Supplied information:
PR #2, opened 2016-02-14
fix up warnings and use definition to specialize _rclpy.c

wjwwood:
The big change here is that I renamed `_rclpy.c.in` to `_rclpy.c` and changed to using a preprocessor definition instead of the CMake template that was being used before. I thought this was better so that editors could more easily detect and color the file, and for me it allowed me to add a definition to my C++ checker and then it could parse and check for warnings/errors in my editor, which is obviously harder when it's a CMake template.

I also addressed the style stuff in `_rclpy.c` according to uncrusfity and cpplint, added a copyright header, and changed it so that rcl errors are propagated up to Python as `RuntimeError`'s.

@esteve I made this as a pull request so you could consider the changes before merging it into your pull request.

### DIFF
--- a/CMakeLists.txt
+++ b/CMakeLists.txt
@@ -198,15 +198,12 @@ macro(target)
     return()
   endif()
 
-  configure_file(
-    src/rclpy/_rclpy.c.in
-    src/rclpy/_rclpy${target_suffix}.c
-  )
-
   add_library(
     ${PROJECT_NAME}${target_suffix}
-    SHARED src/rclpy/_rclpy${target_suffix}.c
+    SHARED src/rclpy/_rclpy.c
   )
+  target_compile_definitions(${PROJECT_NAME}${target_suffix}
+    PRIVATE "RMW_IMPLEMENTATION_SUFFIX=${target_suffix}")
 
   set_target_properties(${PROJECT_NAME}${target_suffix} PROPERTIES
     PREFIX ""
--- a/CMakeLists.txt
+++ b/CMakeLists.txt
@@ -3,15 +3,12 @@ cmake_minimum_required(VERSION 2.8.3)
 project(rclpy)
 
 find_package(ament_cmake REQUIRED)
+find_package(ament_cmake_python REQUIRED)
 find_package(rcl REQUIRED)
 find_package(rmw REQUIRED)
 find_package(rmw_implementation_cmake REQUIRED)
-find_package(ament_cmake_python REQUIRED)
-
-include_directories(include)
 
 if(NOT WIN32)
-  set(CMAKE_CXX_FLAGS "${CMAKE_CXX_FLAGS} -Wall -Wextra")
   set(CMAKE_C_FLAGS "${CMAKE_C_FLAGS} -Wall -Wextra")
 endif()
 
@@ -267,10 +264,10 @@ if(AMENT_ENABLE_TESTING)
   ament_lint_auto_find_test_dependencies()
 endif()
 
-  file(
-    COPY "${PROJECT_NAME}"
-    DESTINATION "${CMAKE_CURRENT_BINARY_DIR}"
-  )
+file(
+  COPY "${PROJECT_NAME}"
+  DESTINATION "${CMAKE_CURRENT_BINARY_DIR}"
+)
 
 ament_python_install_package(${PROJECT_NAME} PACKAGE_DIR "${CMAKE_CURRENT_BINARY_DIR}/${PROJECT_NAME}")
 
--- a/CMakeLists.txt
+++ b/CMakeLists.txt
@@ -261,12 +261,18 @@ if(AMENT_ENABLE_TESTING)
   ament_lint_auto_find_test_dependencies()
 endif()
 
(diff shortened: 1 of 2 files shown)


CMakeLists.txt
```diff
@@ -3,15 +3,12 @@ cmake_minimum_required(VERSION 2.8.3)
...
+find_package(ament_cmake_python REQUIRED)
 find_package(rcl REQUIRED)
 find_package(rmw REQUIRED)
 find_package(rmw_implementation_cmake REQUIRED)
-find_package(ament_cmake_python REQUIRED)
-
-include_directories(include)
 
 if(NOT WIN32)
-  set(CMAKE_CXX_FLAGS "${CMAKE_CXX_FLAGS} -Wall -Wextra")
```
dirk-thomas: If this package doesn't do any C++ stuff `project(...)` should explicitly list only `C` to avoid searching for a C++ compiler.

CMakeLists.txt
```diff
@@ -267,10 +261,10 @@ if(AMENT_ENABLE_TESTING)
   ament_lint_auto_find_test_dependencies()
 endif()
 
-  file(
-    COPY "${PROJECT_NAME}"
-    DESTINATION "${CMAKE_CURRENT_BINARY_DIR}"
-  )
+file(
+  COPY "${PROJECT_NAME}"
```
dirk-thomas: What is being installed here? If it is the library the `file(TARGET` signature should be used.

wjwwood: I don't know, I was just fixing the indention. It looks like it is copying Python stuff from the source directory to the build directory.

CMakeLists.txt
wjwwood: 398ba46

CMakeLists.txt
wjwwood: I looked into it and I think what's going on is the best way to do it for now. I added a comment to the CMake code explaining what's going on (AFAIK): 20288a8

CMakeLists.txt
```diff
@@ -267,12 +261,18 @@ if(AMENT_ENABLE_TESTING)
...
-
-ament_python_install_package(${PROJECT_NAME} PACKAGE_DIR "${CMAKE_CURRENT_BINARY_DIR}/${PROJECT_NAME}")
+# Copy the Python code to the folder where the C extensions will be generated.
+# This creates a folder in ${CMAKE_CURRENT_BINARY_DIR}/rclpy which has all the
+# necessary Python code and C Python extensions for running tests.
+# This folder is also ready to be installed directly as a Python package.
+file(
+  COPY "${PROJECT_NAME}"
+  DESTINATION "${CMAKE_CURRENT_BINARY_DIR}"
+)
```
dirk-thomas: I still don't see why this should be done. Copying files like this should be avoided at all cost. Can someone argue why this is absolutely necessary?

wjwwood: > Copying files like this should be avoided at all cost.

Why?  That seems to be an absolute assertion without an obvious reason (as if it should be clear to everyone that this is always implicitly true).

> Can someone argue why this is absolutely necessary?

It is necessary because in order to import `rclpy` you need a folder which contains both the Python code (which starts in the source space) and the generated C extensions (`.so`'s) which are generated into the build space. So this copies the Python source into the build space so that there can be a folder in the build space which contains both the Python source and the C extensions. This is needed so that the tests can import `rclpy` as if it were installed, and the tests do so by importing `rclpy` from the build space.

I'd suggest you look into why it is that way by trying to change it (as I did), if you don't believe me. Maybe you can come up with an improvement.

esteve:
@wjwwood thanks for the improvements! Yeah, the explanation you added as a comment is why I copied the files from the source tree to the build tree so that a single call to `ament_python_install_package` would install both the Python files and the native extensions.

CMakeLists.txt
dirk-thomas: > > Copying files like this should be avoided at all cost.

> Why?  That seems to be an absolute assertion without an obvious reason (as if it should be clear to everyone that this is always implicitly true).

The reasons have been iterated many times. Therefore I didn't mention them. But for completeness:
* when files get copied the developer might unintentionally change the wrong file
* changes to the source files won't have any effect on future builds since the files are only copied once at configure time
* either CMake needs to be reinvoked every time (which is time consuming during the development) or the developer edits the copied files in the build space for faster iteration and then has to copy back his changes (always potentially overwriting them accidentally when reconfiguring)

> > Can someone argue why this is absolutely necessary?

> It is necessary because in order to import `rclpy` you need a folder which contains both the Python code (which starts in the source space) and the generated C extensions (`.so`'s) which are generated into the build space. So this copies the Python source into the build space so that there can be a folder in the build space which contains both the Python source and the C extensions. This is needed so that the tests can import `rclpy` as if it were installed, and the tests do so by importing `rclpy` from the build space.
> 
> I'd suggest you look into why it is that way by trying to change it (as I did), if you don't believe me. Maybe you can come up with an improvement.

See PR #3 which achieves the described goal.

Exercise objective:
Go through the material and report each line that holds the string "true".

Result of the task:
Why?  That seems to be an absolute assertion without an obvious reason (as if it should be clear to everyone that this is always implicitly true).
> Why?  That seems to be an absolute assertion without an obvious reason (as if it should be clear to everyone that this is always implicitly true).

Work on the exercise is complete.